Study material:

PR #1793, opened 2023-01-13
refactor: add missing type definitions

TMisiukiewicz:
Summary:
---------

Added some of the missing type definitions and removed `@ts-ignore` comments where relevant. These changes do not include `metro`, as it probably requires updating types definitions in DefinitelyTyped repo first - together with @szymonrybczak we have a plan to investigate and update it as well

Test Plan:
----------
n/a


thymikee (approved):
Thanks!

Your objective:
An exact copy of the listing above is what this exercise asks for.

Solution:
PR #1793, opened 2023-01-13
refactor: add missing type definitions

TMisiukiewicz:
Summary:
---------

Added some of the missing type definitions and removed `@ts-ignore` comments where relevant. These changes do not include `metro`, as it probably requires updating types definitions in DefinitelyTyped repo first - together with @szymonrybczak we have a plan to investigate and update it as well

Test Plan:
----------
n/a


thymikee (approved):
Thanks!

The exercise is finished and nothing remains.